Я протягиваю руку, Он наклоняется и почтительно целует ее.

Едва заметное прикосновение к моей руке, а на меня точно выливают ушат кипятку. Слава Богу, дверь закрывается — его нет…

Я машинально прижимаю свою руку к губам и жадно целую… Что я, больна? Или схожу с ума? Что это?


Еду вторые сутки. Ем, пью, беседую с очень милой дамой, везущей из Москвы в Новороссийск двух мальчиков-кадетов, слегка кокетничаю с двумя инженерами, едущими из Ростова, рисую для младшего из кадетов в его записную книжку индейцев и Натов Пинкертонов, смеюсь, болтаю, а сама все думаю об одном. Что же это в самом деле? Загипнотизировал меня, что ли, этот «представитель фирмы Оже и К°»?

В Москве я его не видела — поезд пришел рано утром, да и никогда его не увижу… Так зачем же все это?

Ночью во сне я целовала эту гладкую выбритую щеку, гладила его волосы и словно пила эти глаза… бездонные, черные. Ведь я наяву не испытывала ничего такого ни с мужем, ни с любовниками, а до моего знакомства с Ильей у меня было два увлечения — глупых, кратковременных, ни даже с Ильей… Милый, дорогой, любимый!

Все они упрекали меня в холодности, ты не говорил этого, но…

Не хочу думать я об этом — это отвратительно, скверно, грязно…

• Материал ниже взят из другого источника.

PR #9372, opened 2023-06-23
Support new :id and :attempt Test Suite attributes

bvaughn:
Pairs with [SCS-1165](https://linear.app/replay/issue/SCS-1165/test-suites-support-retries-in-cypress). Should be ready to merge as soon as  https://github.com/replayio/replay-cli/pull/193 lands.

cc @jonbell-lot23 for visual treatment of retries:

Screen Shot 2023-06-23 at 12 03 20 PM

### DIFF
--- a/packages/shared/test-suites/RecordingTestMetadata.ts
+++ b/packages/shared/test-suites/RecordingTestMetadata.ts
@@ -163,12 +163,20 @@ export namespace RecordingTestMetadataV3 {
   }
 
   export interface TestRecording {
+    // Useful for identifying retries of a failed test
+    attempt: number;
+
     // An error that occurred for this test that was unrelated to a specific event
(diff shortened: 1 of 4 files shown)


packages/shared/test-suites/RecordingTestMetadata.ts
```diff
@@ -615,6 +625,13 @@ export async function processGroupedTestCases(
                     }
                   }
                 }
+
+                const currentTest = partialTestRecordings[currentTestRecordingIndex];
+                assert(
+                  currentTest?.id === annotation.message.testId,
+                  `Test id should match "test:start" annotation testId`
+                );
```
bvaughn, line 633: This isn't strictly _necessary_ but it verifies that things don't get out of sync.

ryanjduffy (approved):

Но почему? Потому что я люблю Илью, была и буду его женой, меня ждет его мать, сестры, чистые девушки. Потому что того, другого, я не знаю и не могу любить и не люблю.

Потому что в Илье я нашла свой идеал. Илья даже красивее: это сила, мощь… а этот… худенькая фигурка… такая стройная, грациозная, гибкая… а ведь он, наверное, силен… плечи у него сравнительно широки — да что это я опять… это потому, что уже стемнело… скорей бы утро… Я боюсь ночи.

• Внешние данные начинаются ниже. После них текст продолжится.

PR #9373, opened 2023-06-23
Improve persistence for per-recording User preferences

bvaughn:
Replays with comments:
* Before: [858c9af5-b4cb-4ff0-8747-63aeaccb513d](https://app.replay.io/recording/fe-1606-recently-selected-tab-is-not-updated-before--858c9af5-b4cb-4ff0-8747-63aeaccb513d)
* After: [fdc666cf-cccd-4453-b187-07f4e8036db8](https://app.replay.io/recording/fe-1606-recently-selected-tab-is-updated-after--fdc666cf-cccd-4453-b187-07f4e8036db8)

Improve the strategy we use to remember the user's most recent view state for each recording by...
* Fixing bad in-memory cached current value
* Memoize to avoid over-updating
* Reduce the debounce delay to avoid missing updates (we could probably remove debounce entirely but I left some small amount in place)

### DIFF
--- a/src/ui/setup/prefs.ts
+++ b/src/ui/setup/prefs.ts
@@ -1,10 +1,12 @@
 import { RecordingId } from "@replayio/protocol";
+import equals from "fast-deep-equal";
 import debounce from "lodash/debounce";
 
 import type { PartialLocation } from "devtools/client/debugger/src/actions/sources";
 import { Tab, getTabs } from "devtools/client/debugger/src/reducers/tabs";
 import { prefs as debuggerPrefs } from "devtools/client/debugger/src/utils/prefs";
 import { persistTabs } from "devtools/client/debugger/src/utils/tabs";
+import { asyncStoreHelper } from "devtools/shared/async-store-helper";
 import { UIStore } from "ui/actions";
 import { getTheme } from "ui/reducers/app";
 import {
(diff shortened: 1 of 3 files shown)


src/ui/setup/prefs.ts
```diff
@@ -25,13 +27,55 @@ export interface ReplaySessions {
...
+    asyncStore.replaySessions = value;
+  }, 250);
+
+  return {
+    readAsyncStore,
+    writeAsyncStore,
+  };
+}
+
+const { readAsyncStore, writeAsyncStore } = initializeAsyncStore();
```
bvaughn, line 70: This ensures a single path to read/write the store, which makes sure that our cached "current" value is always correct. (Previously it was stale after the first update.)

src/ui/utils/prefs.ts
```diff
@@ -98,7 +98,3 @@ export const features = new PrefsHelper("devtools.features", {
 });
 
 export type Features = typeof features;
-
-export const asyncStore = asyncStoreHelper("devtools", {
-  replaySessions: ["Json", "replay-sessions", {} as Record<string, ReplaySession>],
-});
```
bvaughn, line 104: I hope to rewrite this stuff soon but for now, moving this inside of a protected block helps.

hbenl (approved):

В Новороссийске распрощалась с моей спутницей и пересела на пароход.

Плывем. Море как стекло. Такое спокойное и милое, что даже я чувствую себя хорошо, а у меня морская болезнь делается чуть не на Фонтанке.

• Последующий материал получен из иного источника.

PR #9376, opened 2023-06-23
Fix flaky breakpoints-04 e2e test

bvaughn:
Looking at one of the e2e test failures, Replay [bb6f7921-7ef1-4830-8f52-de0d810d6041](https://app.replay.io/recording/bb6f7921-7ef1-4830-8f52-de0d810d6041), shows an interesting thing– the test was clicking away from the "Pause Information" panel, to the "Sources" panel, seemingly while it was _also_ trying to verify the frames and scopes sub-panel contents.

I don't know why this is– (I don't see any missing `await` statements)– but I do know that clicking the "Sources" panel was not necessary. The `addBreakpoint` helper function only does this if the source isn't already open, but for some reason– various helper methods in `source-panel` explicitly called both methods every time. (I could visually confirm this while watching a test run locally.)

Removing the superfluous calls should be enough to fix the flaky behavior of this test, and possibly others.

That test pretty much always fails lately, so let's see what it does on this PR.

### DIFF
--- a/packages/e2e-tests/helpers/pause-information-panel.ts
+++ b/packages/e2e-tests/helpers/pause-information-panel.ts
@@ -110,7 +110,6 @@ export async function openPauseInformationPanel(page: Page): Promise<void> {
   const pane = getBreakpointsAccordionPane(page);
 
   let isVisible = await pane.isVisible();
-
   if (!isVisible) {
     await page.locator('[data-test-name="ToolbarButton-PauseInformation"]').click();
   }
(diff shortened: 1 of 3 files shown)


markerikson (approved):

bvaughn:
Hot dog. It only ran once, and passed.

https://app.replay.io/team/dzowNDAyOGMwYS05ZjM1LTQ2ZjktYTkwYi1jNzJkMTIzNzUxOTI=/runs/3580e494-6f39-4680-adb9-e86b94ccfe17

Один инженер высадился на первой остановке, другой едет дальше.

Сегодня я как-то поспокойнее рассмотрела его: славное, румяное лицо с небольшой круглой бородкой, кудрявые русые волосы и умные серые глаза.

Он веселый и милый собеседник, с ним легко.

На палубе я пишу этюд красками с трех богомолок. Богомолки согласились позировать мне за два целковых, но предварительно справились у едущего на Афон монаха, не грешно ли это. Монах, подумав, разрешил, сам уселся на лавочке около них и задремал, сложив жирные руки на огромном животе, ., Пишу и его — даром.

Сидоренко — фамилия инженера — сидит рядом со мной, подает мне нужные кисти и краски, и мы весело разговариваем, острим, смеемся.

— Право, — говорит он, — даже обидно! Вот встретились мы с вами, так хорошо провели два дня, а может быть, никогда не увидимся.

— Кто знает? Судьба иногда сталкивает людей совершенно неожиданно для них. Да вы куда едете?

— В С.

Я начинаю хохотать. Он смотрит на меня удивленно, — Да ведь и я тоже еду в С.

— Да неужели — как это хорошо! Вы уж позвольте мне навестить вас.

— Конечно, Я познакомлю вас с семейством, где я буду гостить, Толчины. Может быть, слыхали.

— Слыхал, слыхал, и много хорошего.

— Я познакомлю вас с милыми барышнями, и я надеюсь, что вы не будете скучать.

— Хоть ни с кем не знакомьте — я приду для вас… Право, мы так мало знакомы, а вы мне точно родная.

— Виктор Петрович! У вас, наверно, ужасно много такой родни во всей России! — качаю я головой.

Он вдруг покраснел.

— Вы, конечно, имеете право посмеяться надо мной… но иногда… знаете., бывает, что с иным человеком сходишься ближе в двое суток, чем с другим в десять лет, а я человек откровенный. Часто люди считают это большим недостатком. Не правда ли?

— Только не я, — ласково отвечаю я.

— Ну, вы — особенная.

— Нет, я нисколько не особенная и терпеть не могу, когда меня подозревают в желании оригинальничать.